### What is required
Within the entries below, find the lines that hold "availabilityIntervals" and report only how many there are.
[[ Input for this task open ]]
PR #3221, opened 2026-09-13
fix(frontend): anchor week-calendar day columns to the clinic timezone

### LINKED ISSUE #1868: fix(frontend): desktop week calendar anchors day columns on a browser-local midnight

aupyay:
## PR Checklist

The week-calendar day-column header (Appointments and Tasks planners) shows a weekday label read in the clinic's preferred timezone, but the day's date numeral was read in the browser's local timezone via `getWeekDays(weekStart)`, which returned browser-local-midnight `Date` objects. On a clinic timezone that differs from the browser's, the weekday label and the date numeral in the same header cell could disagree.

That same local-midnight `Date` was also read for its local components in several other places, all downstream of `getWeekDays`:

- `CalendarWeekDayCell.tsx` - the date numeral (`day.getDate()`), inconsistent with the weekday label and the today check on the same component.
- `Calendar/helpers.ts`'s `isAllDayForDate` - all-day detection built the day's start/end bounds with browser `setHours`.
- `availabilityIntervals.ts`'s `filterAppointmentsForWeek` - the week's start/end range boundaries.
- `appointmentDragAvailabilityUtils.ts`'s `getSlotCacheKey` - keyed the bookable-slots cache off a UTC slice of the day instant.
- `useAppointmentDragAvailability.ts` - passed the day instant straight into the bookable-slots API, which reads browser-local components to build its request date.
- `common/WeekCalendar.tsx` and `Task/WeekCalendar.tsx` - the scroll-focus range for auto-scroll, and (Appointments) the week's own aria-label.
- `TaskWeekAgenda.tsx` - today/future-day classification for pending-task tinting, and the due time for a task created from an empty day column.

This is exactly the scenario the issue's own investigation flagged: a partial fix that only touched the header would put the label on the clinic day while availability/drag/all-day stayed on the browser day, which is worse than the original bug. On the default "sync mode = device" path (preferred timezone = browser timezone) none of this is visible, which is why unit tests that only exercised the default path missed it.

## What is the new behavior?

`getWeekDays` now anchors each of the 7 days at **local noon in the preferred timezone** (via the existing `buildPreferredTimeZoneDayInstant` helper, already used by the phone calendar's month grid for the same reason) instead of browser-local midnight. Every consumer of a day-column `Date` now derives that day's identity/bounds from the preferred timezone instead of browser `Date` methods:

- `CalendarWeekDayCell.tsx`: date numeral via `getDatePartsInPreferredTimeZone(day).day`.
- `Calendar/helpers.ts`: `isAllDayForDate` uses two new small helpers, `getStartOfDayInPreferredTimeZone` and `getStartOfNextDayInPreferredTimeZone` (added to `lib/timezone.ts`), instead of browser `setHours`.
- `availabilityIntervals.ts`: `filterAppointmentsForWeek`'s week range uses the same two helpers.
- `appointmentDragAvailabilityUtils.ts`: `getSlotCacheKey` keys off `getDateKeyInPreferredTimeZone` instead of a UTC slice.
- `useAppointmentDragAvailability.ts`: normalizes the day to a Date whose *browser-local* components match the *clinic's* calendar day (a third new helper, `getBrowserLocalDateForPreferredCalendarDay`) before handing it to the bookable-slots API, which itself reads browser-local components.
- `common/WeekCalendar.tsx` / `Task/WeekCalendar.tsx`: the auto-scroll range and (Appointments) the week aria-label are built from the preferred timezone.
- `TaskWeekAgenda.tsx`: today/future-day comparison now compares preferred-timezone date keys instead of a noon-anchored instant against a browser-midnight instant; new-task creation time uses `buildDateInPreferredTimeZone`.

On the default device-sync path this is provably a no-op (preferred timezone = browser timezone). Every new regression test uses a preferred timezone at least 6 hours west of the test host (matching the existing `phoneWeekLoad.test.ts` convention), so the divergence exists regardless of which machine runs the suite. Each new assertion was mutation-checked: I temporarily reverted the corresponding production fix, confirmed the test failed, then restored the fix.

**Left untouched, and why:**
- `useDragAvailability.ts` (an older appointments drag-availability hook with the same class of bug) has no consumers anywhere in the app - `useAppointmentCalendarDrag.ts` uses the newer `useAppointmentDragAvailability.ts` instead. It is dead code, so it was left as-is; its own tests still pass unmodified.
- `Calendar/helpers.ts`'s `eventsForDay` (the `Task`-typed variant the issue's line numbers pointed at, distinct from `eventsForDayHour`) is likewise dead code with no callers.
- Week *selection* (`getStartOfWeek`, `getNextWeek`, `getPrevWeek`, `useCalendarWeekNavigation`) still uses browser-local day arithmetic to decide which calendar week is displayed when paging. This wasn't named in the issue's scoping notes (which are entirely about the `Date` objects `getWeekDays` returns for a given week), and changing it would touch week-navigation identity, a materially different and riskier surface. `getWeekDays` treats the browser-local numbers on its `weekStart` input purely as a calendar-day label and re-anchors each of the 7 days from that label in the preferred timezone, so this scoping choice doesn't reintroduce the header/numeral mismatch.

## What remains unverified

I could not use the interactive Browser pane tool in this session (the host client hook was unresponsive for the full session, affecting Read/Write/Edit too partway through - I fell back to `cat`/heredocs via Bash for file operations after that point). Visual verification of the fix is therefore RTL-rendered DOM/computed-style assertions against the real `@/app/lib/timezone` module with `setPreferredTimeZone` set to a custom zone (see `CalendarWeekDayCell.test.tsx` and `TaskWeekAgenda.tz.test.tsx`), not a literal screenshot of the running app or Storybook. I did start an independent Storybook instance for this worktree and confirmed it built and served correctly, but couldn't drive it without the Browser pane.

I was also unable to run Aikido's dashboard/MCP scan directly against this diff in this session (same tool outage). In its place: gitleaks (run both via the pre-commit hook and again directly against this commit) found no leaks, and a manual pattern audit of the diff for common SAST issues (`eval`, `dangerouslySetInnerHTML`, shell/`exec`, hardcoded secrets, etc.) found nothing - the change is pure date/timezone arithmetic and UI wiring with no new I/O, injection, or secret-handling surface.

## Validation

- `npx tsc --noEmit` from `apps/frontend`: passed, no errors.
- `pnpm --filter frontend run lint`: passed, 1 pre-existing warning in an unrelated file (`useLazyAuthStore.ts`), 0 errors.
- Full frontend suite (`pnpm --filter frontend run test`, not just touched files): **1071 suites / 13596 tests passed**, run twice (before and after the pre-commit hook's `eslint --fix`/`prettier` pass).
- Every new/changed assertion mutation-checked (production fix reverted -> test failed -> fix restored -> test passed again) for: `getWeekDays`, `isAllDayForDate`, `filterAppointmentsForWeek`, `TaskWeekAgenda`'s `isFutureDay` and `handleColumnAdd`, `getSlotCacheKey`, `getBrowserLocalDateForPreferredCalendarDay`, and `getStartOfNextDayInPreferredTimeZone`.
- The full monorepo pre-push hook (lint + type-check across all workspaces) ran on `git push` and passed.

## Related Issue(s)

Fixes #1868


ankit-yc (approved):
Timezone anchoring fix looks correct: noon-anchored day columns instead of browser-local midnight, with boundary tests (early-morning/just-after-week, all-day edge at 23:59) and a west-of-host zone pick so the divergence exists on a UTC CI box too. All checks green.

Issue #466, opened 2022-10-24
Include master accumulator in Trin's binary


ogenev:
Instead of loading the pre-merge master accumulator from the file path (`trin-core/assets/merge_macc.bin`), Include it in trin binary with [rust-embed](https://crates.io/crates/rust-embed) crate.

PR #488, opened 2022-12-06
Add support for header with proof message type & validation

njgheorghita:
### What was wrong?
Add support for `HeaderWithProof` history network message type, along with proof generation/validation.

### How was it fixed?
- Added a `HeaderWithProof` message type to History network
- Implemented support for generating accumulator proofs via master accumulator
- Implemented support for validating accumulator proofs against master accumulator
- Found a bug in `EpochAccumulator` ssz encoding, which required updating the test accumulators
- Added tests against fluffy & ultralight (epoch & master) accumulators to validate that we are encoding / decoding our message values similarly
- Added tests against fluffy's header with proofs to validate that we are generating/validating our proofs similarly
- Reorganized some test assets

### To-Do

- [x] Clean up commit history


ogenev:
I think it would be useful to include all resources for testing in a separate `test` folder. for example `assets/test`. This way we will know what files are required for testing and what is required for running the binary (we can include them inside the binary, see  https://github.com/ethereum/trin/issues/466).

ogenev (approved):
Looks good, :+1: for optimistically merge.

PR #489, opened 2022-12-07
Run http endpoint tests in ci

njgheorghita:
### What was wrong?
We never run http jsonrpc endpoint tests in ci.

### How was it fixed?
- Update the `ethportal-peertest` scenarios to be transport agnostic (requires async-ification to support http)
- Add support for the http server to listen to the jsonrpc exiter
- add a test to `self_peertest.rs` that runs the jsonrpc endpoints over http. 

### To-Do

- [ ] Clean up commit history

### DIFF
--- a/ethportal-peertest/src/main.rs
+++ b/ethportal-peertest/src/main.rs
@@ -1,22 +1,53 @@
+use std::net::{IpAddr, Ipv4Addr};
 use std::{thread, time};
 use tracing::info;
 
 use ethportal_peertest::{
     cli::PeertestConfig,
     jsonrpc::{test_jsonrpc_endpoints_over_http, test_jsonrpc_endpoints_over_ipc},
-    launch_peertest_nodes,
+    launch_peertest_nodes, TransportProtocol,
 };
+use trin_core::cli::TrinConfig;
+use trin_core::utils::provider::TrustedProvider;
 
 #[tokio::main]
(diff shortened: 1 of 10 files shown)


ethportal-peertest/src/main.rs
```diff
@@ -1,22 +1,53 @@
...
     tracing_subscriber::fmt::init();
 
-    let peertest = launch_peertest_nodes(2).await;
+    let peertest = launch_peertest_nodes(2, TransportProtocol::IPC).await;
     // Short sleep to make sure all peertest nodes can connect
     thread::sleep(time::Duration::from_secs(1));
 
     tokio::spawn(async move {
-        let peertest_config = PeertestConfig::from_cli();
+        let test_ip_addr = IpAddr::V4(Ipv4Addr::new(127, 0, 0, 1));
```
njgheorghita, line 22: `ethportal-peertest` was completely broken without this... I'm split on whether this means we should just remove `cargo run -p ethportal-peertest` functionality // add tests to make sure it's always functional. It is documented as functional, but we run the tests in ci via `tests/self_peertest.rs`, so I'm not convinced we need to duplicate the test run here...

carver: I'm okay updating the documentation to say it is a WIP, to skip the tests for now.

PR #490, opened 2022-12-09
docker: Save binaries to /usr/bin folder

ogenev:
### What was wrong?
When trying to use the docker image as a building block for another image, executing `./trin` command returns an error because there is a folder with the same name.

### How was it fixed?
Move trin binaries in `/usr/bin/` folder which allows running with `trin` command instead of `./trin`.

### To-Do

- [ ] Clean up commit history

### DIFF
--- a/Dockerfile
+++ b/Dockerfile
@@ -28,9 +28,9 @@ FROM ubuntu:22.04
 RUN mkdir -p /trin/trin-core/src/assets
 COPY --from=builder /trin/trin-core/src/assets/merge_macc.bin ./trin/trin-core/src/assets/merge_macc.bin
 # copy build artifacts from build stage
-COPY --from=builder /trin/target/release/trin .
-COPY --from=builder /trin/target/release/trin-cli .
+COPY --from=builder /trin/target/release/trin /usr/bin/
+COPY --from=builder /trin/target/release/trin-cli /usr/bin/
 
 ENV RUST_LOG=debug
 
-ENTRYPOINT ["./trin"]
+ENTRYPOINT ["/usr/bin/trin"]


Dockerfile
```diff
@@ -28,9 +28,9 @@ FROM ubuntu:22.04
...
 COPY --from=builder /trin/trin-core/src/assets/merge_macc.bin ./trin/trin-core/src/assets/merge_macc.bin
 # copy build artifacts from build stage
-COPY --from=builder /trin/target/release/trin .
-COPY --from=builder /trin/target/release/trin-cli .
+COPY --from=builder /trin/target/release/trin /usr/bin/
+COPY --from=builder /trin/target/release/trin-cli /usr/bin/
 
 ENV RUST_LOG=debug
 
-ENTRYPOINT ["./trin"]
```
njgheorghita, line 36: Did you read my mind? Haha, I've been dealing with this in my docker image for running trin with a bridge node. Since I use the trin image as the base for the bridge image. But, in my case this pr doesn't help due to ... https://github.com/carver/eth-portal/blob/main/eth_portal/trin.py#L32 ... where it's hardcoded how to launch the executable as `./trin`.

njgheorghita: Of course, we could change how it's hardcoded in `eth-portal`...

njgheorghita (approved):
Actually, now that I think about it, this is no problem. I actually just copy the binary from the root image rather than running it, and I can easily just copy it from its new location.

Dockerfile
ogenev: This issue also breaks `portal-hive` because I can't run trin with `./trin` after we changed it from `./trin-main`. Fluffy also store its binary file in `/usr/bin` which I think is the correct way to deal with it.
[[ Input for this task closed ]]
### Response to the task
2